Vivo en una provincia pequeña y rural cercana a la capital quiteña del Ecuador. Aquí no se vive con el diario smog de los autobuses, el trajinoso devenir en las estaciones del metro. Desde acá no he vuelto a mirar los desechos orgánicos de los indigentes a la salida del metro, el bullicio de los que corren pues son presas del tiempo, la polución visual –auditiva, olfativa– que caracteriza las urbes capitalinas de Latinoamérica.

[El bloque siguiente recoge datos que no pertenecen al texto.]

PR #3981, opened 2021-03-28
Fix OpenPopupOnItemClick() function signature to match documentation

scottmcnab:
The comment for ImGui::OpenPopupOnItemClick() states:

_// helper to open popup when clicked on last item. return true when just opened. (note: actually triggers on the mouse _released_ event to be consistent with popup behaviors)_

however the return type of the function is `void`. 

This pull-request fixes the function to return `bool` to match the comment.

### DIFF
--- a/imgui.cpp
+++ b/imgui.cpp
@@ -8324,7 +8324,7 @@ void ImGui::EndPopup()
 
 // Helper to open a popup if mouse button is released over the item
 // - This is essentially the same as BeginPopupContextItem() but without the trailing BeginPopup()
-void ImGui::OpenPopupOnItemClick(const char* str_id, ImGuiPopupFlags popup_flags)
+bool ImGui::OpenPopupOnItemClick(const char* str_id, ImGuiPopupFlags popup_flags)
 {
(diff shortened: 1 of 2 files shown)


ocornut:
Hello,
This return value was actually intentionally removed in 1.79 so it is the comment that would need removing:

```
- 2020/09/21 (1.79) - removed return value from OpenPopupOnItemClick() - returned true on mouse release on an item - because it is inconsistent with other popup APIs and makes others misleading. It's also and unnecessary: you can use IsWindowAppearing() after BeginPopup() for a similar result.
```

scottmcnab:
OK fair enough. For a while I had a case where I required this return value, but have since refactored my code to no longer need this fix. It is probably a good idea to amend the comment on that function though, as I didn't know about the IsWindowAppearing() workaround, and others might not either.

scottmcnab:
@ocornut I've reverted that changed and pushed another commit that amends the comment on OpenPopupOnItemClick().

ocornut:
Hello, I have merged 951c8496 with a few comments related to the suggested one, not tied specifically to this function, but to the block of OpenPopupXXX functions. Thank you!

PR #3993, opened 2021-03-31
OpenPopup() overload with ImGuiID to ease opening modals from deeper stacks.

zlash:
As the title says, it's just a public overload for the OpenPopup() function with an ImGuiID parameter instead of string id.

Until a rework/rethinking of the popups is done, this helps to obtain the popup id at the same id stack level and then pass it down.

### DIFF
--- a/imgui.cpp
+++ b/imgui.cpp
@@ -8093,6 +8093,11 @@ void ImGui::OpenPopup(const char* str_id, ImGuiPopupFlags popup_flags)
     OpenPopupEx(g.CurrentWindow->GetID(str_id), popup_flags);
 }
 
+void ImGui::OpenPopup(ImGuiID id, ImGuiPopupFlags popup_flags)
+{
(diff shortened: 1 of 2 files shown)


ocornut:
> Would it be ok to make public OpenPopupEx for now?

You can forward-declare it anywhere in your code or just include `imgui_internal.h` in the file using it.

```
namespace ImGui
{
IMGUI_API void  OpenPopupEx(ImGuiID id, ImGuiPopupFlags popup_flags = ImGuiPopupFlags_None);
}
```

> I have a tree that is created with a recursive function

What's not clear to me is how you are calling BeginPopup then?

ocornut:
> Instead of opening an Issue asking I made the PR as it was nearly the same.

You did totally right. Most PR are pointing at a meaningful issue.

I thought about it more and realized that even with the proposed future additions, this will be useful so I merged this now. Thank you!

PR #3998, opened 2021-04-02
Fix GL_INVALID_ENUM error in imgui_impl_opengl3 when calling glGetIntegerv on GL_CLIP_ORIGIN

s7jones:
On OpenGL 3.20 with GLEW I have found that GL_CLIP_ORIGIN is defined and therefore the code block is run but it is invalid to call glGetIntegerv on GL_CLIP_ORIGIN in OpenGL 3.20 (Intel HD 4000).

The resulting invalid call causes a GL_INVALID_ENUM to be returned.

This fix adds a runtime check to ensure that we're using OpenGL 4.5 before using the clip control functionality.

### DIFF
--- a/backends/imgui_impl_opengl3.cpp
+++ b/backends/imgui_impl_opengl3.cpp
@@ -13,6 +13,7 @@
 
 // CHANGELOG
 // (minor and older changes stripped away, please see git history for details)
+//  2021-04-02: OpenGL: Don't try to read GL_CLIP_ORIGIN unless we're OpenGL 4.5 or greater.
 //  2021-02-18: OpenGL: Change blending equation to preserve alpha in output buffer.
 //  2021-01-03: OpenGL: Backup, setup and restore GL_STENCIL_TEST state.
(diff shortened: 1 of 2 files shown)


ocornut:
Hello @s7jones, thanks for the PR and pointing out to this issue.
AFAIK you haven't tested this as `bool clip_origin_lower_left` is now declared in a scope which is inaccessibel to its other uses, so code won't compile if `GL_CLIP_ORIGIN` is defined.

Additionally, I feel like if we test for `g_GlVersion >= 450` we might be able to remove the `__APPLE__` test.

ocornut:
Reworked as 71dda216efd3ad444a1fceb8baea489e16e15b3d and merged, thank you!

s7jones:
Hi @ocornut.

> `bool clip_origin_lower_left` is now declared in a scope which is inaccessibel to its other uses

Sorry about that, I had tested on my local conan setup and then transcribed the changes to master - but didn't spot that.

Thanks for the merge.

Vivo en una zona que invoca a la naturaleza todos los días. Hay tapabocas, Sí, pero ya no se escucha música desafinada y la hedentina del barrio a donde por circunstancias de una huida forzosa fui obligada a llevar a mi familia porque no tenía trabajo, y menos dinero para un lugar más digno… Cierro los ojos y vienen a mi esos tormentosos recuerdos, una pequeña ventana cubierta por unas sábanas puestas ahí para aislar el cuarto del ruido e intentar escribir como catarsis sanador de tanto sufrimiento y pérdida.
La emocionalidad colectiva nos golpea, la Aporofobia no conoce títulos universitarios ni méritos profesionales, TODOS estamos metidos en una misma red, y una crisis económica global se avecina como un huracán que nos va a vapulear a todos. Tiemblan las economías familiares. Tiembla la mía. El “vivir al día” no es solo andar a riesgo de contagio, sino de que nos echen otra vez y quedemos sin techo nuevamente… La cuarentena es un privilegio insostenible. En pandemia cuesta más ser inmigrante, ser Refugiado…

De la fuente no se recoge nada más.